Романовский проследил за направлением его взгляда и, неприметно вздохнув, сам перевел глаза на [заснеженный, отсюда казавшийся] слюдян[ым]ой блеск словно застекленного [пространства] Днепра, на предальние поля и леса, [покрытые] [затушеванные], покрытые нежнейшей предосенней ретушью”.
Не будем забывать, что разговор между Корниловым и Романовским идет в Ставке, далеко от лесов и полей, куда устремлены мысли Корнилова. Выше мы уже знакомились с другой “вставкой” Шолохова, посвященной как раз Ставке — “бывшему губернаторскому дому в Могилеве, на берегу Днепра”, и понимаем, что из его окон в центре города не увидишь цветы и скалы, зелень лесов и прелесть луговин. Они видятся Корнилову — и следом Романовскому — внутренним, “затуманенным взглядом” воспоминания. В этом — главная трудность написания приведенной сцены. И Шолохов переписывает ее вторично:
“Легкий сквозняк шевелил на столе бумаги, тек между створок раскрытого окна. Затуманенный и далекий взгляд Корнилова бродил где-то за Днепром, по [окатам увалам] ложбинистым увалам, [покрытым] [изрезан] искромсанным бронзовой прожелтенью луговин, [и изразцов в бронзе]...
Романовский проследил за направлением его взгляда и сам, неприметно вздохнув, перевел глаза на слюдяной глянец [Днепра] словно застекленного Днепра, на [дальние] дымчатые поля Молдавии, покрытые [как хмарью] нежнейшей предосенней ретушью”.
Не ясно ли, что “затуманенный и далекий взгляд Корнилова”, а следом — Романовского — это не реальный взгляд из окон губернаторского особняка, где располагалась Ставка Верховного главнокомандующего, как это предполагает Бар-Селла, но — воспоминание из глубин человеческой души.
Перед нами — тайный, составляющий святая святых художника мучительный творческий процесс, воочию раскрывающий рождение высокой прозы.
И — вопиющий пример запредельной немотивированной агрессивности со стороны “антишолоховеда”. Только так и можно охарактеризовать слова Бар-Селлы, высказанные им в связи с приведенной сценой:
“В 16-й главе, как в зеркале, отразился тот клубок проблем, с которыми сталкивается исследователь романа “Тихий Дон” — кража, подлог, невежество, подлость и бесстыдство. Ибо только невежество не в силах отличить Могилев-Подольский от Могилева на Днепре, а штаб 8-й армии от Ставки...”.

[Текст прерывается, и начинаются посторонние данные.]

Issue #3401, opened 2016-12-05
Demo server assertion hit


TheMarex:
```
terminate called without an active exception	

in: osrm::util::Coordinate osrm::extractor::guidance::CoordinateExtractor::ExtractRepresentativeCoordinate(NodeID, EdgeID, bool, NodeID, uint8_t, std::vector<osrm::util::Coordinate>) const: is_valid_result(result)

[assert] /mnt/ebs/osrm/2016-12-04-173001/src/extractor/guidance/coordinate_extractor.cpp:368
```

Got this on Sun, 04 Dec 2016 19:50:05 GM.

/cc @MoKob

danpat:
@TheMarex I'm pretty sure that https://github.com/Project-OSRM/osrm-backend/pull/3397 hadn't yet been merged when the last demo server build kicked off - @MoKob's fix probably wasn't part of that code.

A new build should start tonight using the latest code, we should get confirmation that it's fixed in a couple of days.

TheMarex:
@danpat if you look at the date of the checkout `2016-12-04-17300` it is from Sunday, three days after this was merged.

danpat:
@TheMarex oh, good point, I didn't notice that.

That raises another question - what happened to the extraction run after `2016-11-30-173001`?  Was `2016-12-04-173001` really the next time we tried?

PR #3403, opened 2016-12-05
fix errors in coordinate extractor due to duplicated coordinates

MoKob:
# Issue

resolves https://github.com/Project-OSRM/osrm-backend/issues/3401

## Tasklist
 - [x] review
 - [x] adjust for comments

 - [x] New exceptions, logging, errors - are messages distinct enough to track down in the code if they get thrown in production on non-debug builds?
 - [x] Relevant docs updated
 - [x] Impact on the API surface
   - [x] If HTTP/libosrm.o is backward compatible features, bump the minor version
   - [x] File format changes require at minor release
   - [x] If old clients can't use the API after changes, bump the major version

## Requirements / Relations
none

### DIFF
--- a/features/guidance/turn-angles.feature
+++ b/features/guidance/turn-angles.feature
@@ -317,30 +317,30 @@ Feature: Simple Turns
     Scenario: Curved Turn At Cross
         Given the node map
             """
-                                                h
-                                                |
-                                                |
-                                                |
-                                                |
-                                                |      . b - - - - - - - - - - - - - - - - - - a
-                                                |    .
-                                                |  .
-                                                | c
-                                                |
-                                                |
-                                                |
-                                                d
-                                                |
-                                                |
-                                                |
-                                              e |
-                                             .  |
-                                          .     |
-            g - - - - - - - - - - - - - f       |
-                                                |
-                                                |
-                                                |
-                                                i
+                                                          h
+                                                          |
+                                                          |
+                                                          |
+                                                          |
+                                                          |      . b - - - - - - - - - - - - - - - - - - - - - - - a
+                                                          |    .
+                                                          |  .
+                                                          | c
+                                                          |
+                                                          |
+                                                          |
+                                                          d
+                                                          |
+                                                          |
+                                                          |
+                                                        e |
+                                                       .  |
+                                                    .     |
+            g - - - - - - - - - - - - - - - - - - f       |
+                                                          |
+                                                          |
+                                                          |
+                                                          i
             """
 
         And the ways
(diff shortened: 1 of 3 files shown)


features/guidance/turn-angles.feature
```diff
@@ -317,30 +317,30 @@ Feature: Simple Turns
...
-                                                |
-                                                |
-                                                |
-                                                i
+                                                          h
+                                                          |
+                                                          |
+                                                          |
+                                                          |
+                                                          |      . b - - - - - - - - - - - - - - - - - - - - - - - a
```
MoKob: with the fixed curve detection, this test wasn't modelled long enough. Had to change it to test the same information as before

features/guidance/turn-angles.feature
```diff
@@ -627,12 +627,14 @@ Feature: Simple Turns
...
 
+
     #http://www.openstreetmap.org/#map=18/52.56251/13.32650
+    @todo
     Scenario: Curved Turn on Separated Directions
         Given the node map
             """
                 e                               d
-                f - - - - - - - - - - - - - - - c - - - - - - - - - - - j
+                f                               c - - - - - - - - - - - j
```
MoKob: this was never in here

features/guidance/turn-angles.feature
```diff
@@ -680,6 +682,58 @@ Feature: Simple Turns
             | j,o       | Kapweg,Kapweg,Kapweg | depart,continue uturn,arrive |
             | a,i       | Kurt,Kurt,Kurt       | depart,continue uturn,arrive |
 
+    #http://www.openstreetmap.org/#map=18/52.56251/13.32650
```
MoKob: same scenario as above, but now without the additional short segment before the turn

src/extractor/guidance/coordinate_extractor.cpp
```diff
@@ -352,40 +370,25 @@ util::Coordinate CoordinateExtractor::ExtractRepresentativeCoordinate(
          * We distinguish between turns that simply model the initial way of getting onto the
          * destination lanes and the ones that performa a larger turn.
          */
-        const double offset =
-            std::min(0.5 * considered_lanes * ASSUMED_LANE_WIDTH, 0.2 * segment_distances.back());
-        coordinates = TrimCoordinatesToLength(std::move(coordinates), offset, segment_distances);
+        coordinates =
+            TrimCoordinatesToLength(std::move(coordinates),
+                                    2 * distance_to_skip_over_due_to_coordinate_inaccuracies,
```
TheMarex: What about `distance_epsilon`, this name maybe a little bit long, heh.

src/extractor/guidance/coordinate_extractor.cpp
```diff
@@ -709,16 +715,17 @@ bool CoordinateExtractor::IsCurve(const std::vector<util::Coordinate> &coordinat
             return std::make_tuple(
                 true, 1, get_deviation(coordinates.front(), coordinates.back(), coordinates[1]));
 
-        const auto maximum_itr =
+        const auto one_past_maximum_itr =
```
TheMarex: `itr` -> `iter`

src/extractor/guidance/coordinate_extractor.cpp
danpat: I dunno, I actually think this is helpful naming - in 6 months from now, when someone else is looking at this code, the intent is pretty clear.

Makes it easy to search for too :-)

src/extractor/guidance/coordinate_extractor.cpp
```diff
@@ -337,6 +337,24 @@ util::Coordinate CoordinateExtractor::ExtractRepresentativeCoordinate(
         return result;
     }
 
+    if (IsDirectOffset(coordinates,
```
danpat: Would you be able to add a comment that describes why `IsDirectOffset` needs to happen before `IsCurve`?  That's not obvious to me, and it seems like an important part of this change.

src/extractor/guidance/coordinate_extractor.cpp
chaupow: :D or name it `distance_epsilon` and put the explanation in a comment.

gotta agree with danpat tho. its intent is very clear.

Такая вседозволенность характеризует Бар-Селлу, но никак не Шолохова. Все эти запредельные слова бумерангом возвращаются к нему.
Методология абсурда
“Антишолоховедение” окончательно и бесповоротно зашло в тупик. Ложность исходных позиций, отсутствие доказательств при беззастенчивой предвзятости подходов ведут его к самоуничтожению, превращают в фарс. Его последние опусы требуют не столько научного спора, сколько фельетонного осмеяния.
Можно ли всерьез спорить с “антишолоховедами”, когда в качестве новейшего аргумента в поддержку своей позиции они используют книгу Л. Гендлина “Исповедь любовницы Сталина”, о которой опубликован уже не один фельетон? Так, в “Независимой газете” 2 октября 1992 г. была напечатана статья “Фальсификация”, в которой эта книга характеризуется как откровенная бульварная фальшивка от начала до конца, выдуманная безответственным автором. В этой книге оклеветана прославленная солистка Большого театра Вера Александровна Давыдова, представленная — на основе фальсифицированных Гендлиным, а на самом деле несуществующих ее “воспоминаний” — любовницей Сталина, а также Кирова, Ягоды, Ежова, Буденного и многих других.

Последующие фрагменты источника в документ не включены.